TEXT: Conway "Functional Analysis" Edition 2

Please turn in ths HW the beginning of section ??

Please tell me what you think of the Homework.
I NEED FEEDBACK!!

Lecture 1. Defs of Banach space and Banach Algebra.

Examples: C[0,1] and L^p

Ch 1 Hilbert Space.

p6 sec 1 ex 3 Show that H is a preHilbert space. You do not need to prove it is complete.

Chapter 1 p6 sec 1 ex 6 .

p11 sec 2 ex 1,2, 3

p13 sec 3 ex 5

p18 sec 4 ex 13, 19

p23 sec 5 ex 2, 3

Chapter 2

Operators on Hilbert space

sec 1 Great Examples of Operators ex 2

Section 2, Adjoints ex. 6, 11, 16

HW 1 Turn in the above on ??

Chapter 2

Section 1, ex. 1, 3, 5, 8

Section 3 Projections , ex. 6, 11

Section 4 Compact Operators, ex. 1, 2, 4, 5

Section 5, Diagonalizing Compact SelfAdj Operators, ex. 1

HW 2 Turn the above in on ??

A paper for reference. Examples will be drawn from it.

Chapter 3 Banach Spaces

Bill already lectured on sec 1, 2
in the early part of the course while discussing Hilbert Space.

Section 1, ex. 3, 13

Section 2, ex. 5, 6

Section 3, ex. 1

Section 4, Quotient Spaces ex. 1, 6

Section 5, Linear Functionals , ex. 2

HW 3 Turn the above in on ??

Optional in 2013

Section 6, HB Theorem , READ IT

Section 7, Banach Limits, p. 83 SKIPPED

Section 9, Ordered Vector Spaces, p.88, ex. 4, 6, 7, 8, 9

Order1. As defined in the Banach Limit section 3.7 take

V to be l^\infty and S = sequences which posess a limit C= all nonnegative sequences in V.

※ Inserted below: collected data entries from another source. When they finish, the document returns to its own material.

PR #290, opened 2017-11-14
Use source IDs when autopopulating instead of sources

### LINKED ISSUE #285: Autopopulator creates new sources instead of checking by source ID
This causes CameraServer sources to be opened and start streaming, even if no widgets are created, resulting in unwanted bandwidth use.

Also, creating sources before knowing if they're usable is just bad practice

SamCarlberg:
Fixes #285


JLLeitschuh:
rebase on master?

PR #292, opened 2017-11-16
Make loading plugins and widgets more error-resistant

SamCarlberg:
- `ComponentType.get()` can throw an exception if the component could not be instantiated for any reason
- Fixed data types returning an unrelated type if no registered data types are in the type hierarchy
- Enforce `SingleTypeWidget` having only a single data type

Hopefully, this should make it easier to catch errors when working on adding widgets or data types. This also makes the UI not break when an exception is thrown when attempting to add a widget to the gallery or WidgetPane


app/src/main/java/edu/wpi/first/shuffleboard/app/json/WidgetSaver.java
```diff
@@ -35,8 +36,13 @@ public JsonElement serialize(Widget src, JsonSerializationContext context) {
...
     JsonObject obj = json.getAsJsonObject();
     String type = obj.get("_type").getAsString();
-    Widget widget = Components.getDefault().createWidget(type)
-            .orElseThrow(() -> new JsonParseException("No widget found for " + type));
+    Widget widget;
+    try {
+      widget = Components.getDefault().createWidget(type)
+          .orElseThrow(() -> new JsonParseException("No widget found for " + type));
+    } catch (ComponentInstantiationException e) {
+      throw new JsonParseException(e);
```
JLLeitschuh: Add another message to assist with debugging.

SamCarlberg:
Stale

PR #3022, opened 2019-02-27
TN-1888-TN-1893-new-orgs-protocol

mcjustin:
TN-1888-TN-1893-new-orgs-protocol explicitly set to v3 (note that these were never at v2, except for on dev&test (errantly) )

### DIFF
--- a/portal/config/eproms/Organization.json
+++ b/portal/config/eproms/Organization.json
@@ -249,14 +249,6 @@
       "resourceType": "Organization"
     },
     {
-      "extension": [
-        {
-          "research_protocols": [
-            {"name": "IRONMAN v2"}
-          ],
-          "url": "http://us.truenth.org/identity-codes/research-protocol"
-        }
-      ],
       "id": 20000,
       "identifier": [
         {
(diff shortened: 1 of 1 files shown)


mcjustin:
@pbugni  note that this is a precursor to the changes that were were chatting about (simplifying protocols in the org tree per https://jira.movember.com/browse/TN-1913 )

mcjustin:
mcjustin [4:01 PM]
those are mostly tngr
... which doesn't have protocols anywhere up or down the tree

pbugni [4:02 PM]
okay

mcjustin [4:02 PM]
These two are fake orgs, have been afraid to remove them because we likely have (non-real) users associated w/ them
No RPs for 21220:AU B Child Site 2
No RPs for 21210:AU B Child Site 1

pbugni [4:05 PM]
if they’ve outlived their usefulness, lets purge (but that can wait)

mcjustin [4:05 PM]
only other one is `No RPs for 30100:Southampton` - that's our single "TrueNTH Global" org - like TNGR, no protocols there

mcjustin [4:05 PM]
replied to a thread:
seems like that would be a mess...

those 2 *are* ironman orgs - want me to assign protocols to them?

pbugni [4:09 PM]
if you want the patients to be able to take assessments, yes :slightly_smiling_face: (edited) 

mcjustin [4:09 PM]
I don't care about those patients

pbugni [4:09 PM]
okay, then we can merge this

What are (all of) the order units in S?

Ch 4 Section 3 Separating Hyperplanes Ex 2, 7 and Ex 10 with TVS replaced by Banach Space.

End Optional

Spectral Theory

If you have not done so yet do this:

S1. Suppose $M$ is multiplication by x on L^2[0,1, u] where u is a probability measure supported on [0,1]. For which such measures u is M a compact operator?

S2. Suppose A1 A2 A3 are commuting self adjoint operators on a seperable Hilbert space H.

Suppose the spectrum of Aj is contained in [-2,2] for each j.

Let R:= [-2,2]^3

The following is true and you may assume it:

If p(x) is positive on R, then p(A) is PsD. Here x =(x1,x2,x3).

PROBLEMs on cyclic vectors:

C0. Say exactly which symmetric matrices have a cyclic vector

C1. What is a natural notion of cyclic vector for A1 A2 A3

C2. Assuming that they have a cyclic vector, what is a natural spectral representation for A1 , A2, A3?

C3. Prove it

HW 4 Discuss the spectral theory problems above with the Prof in Week 10 of the quarter.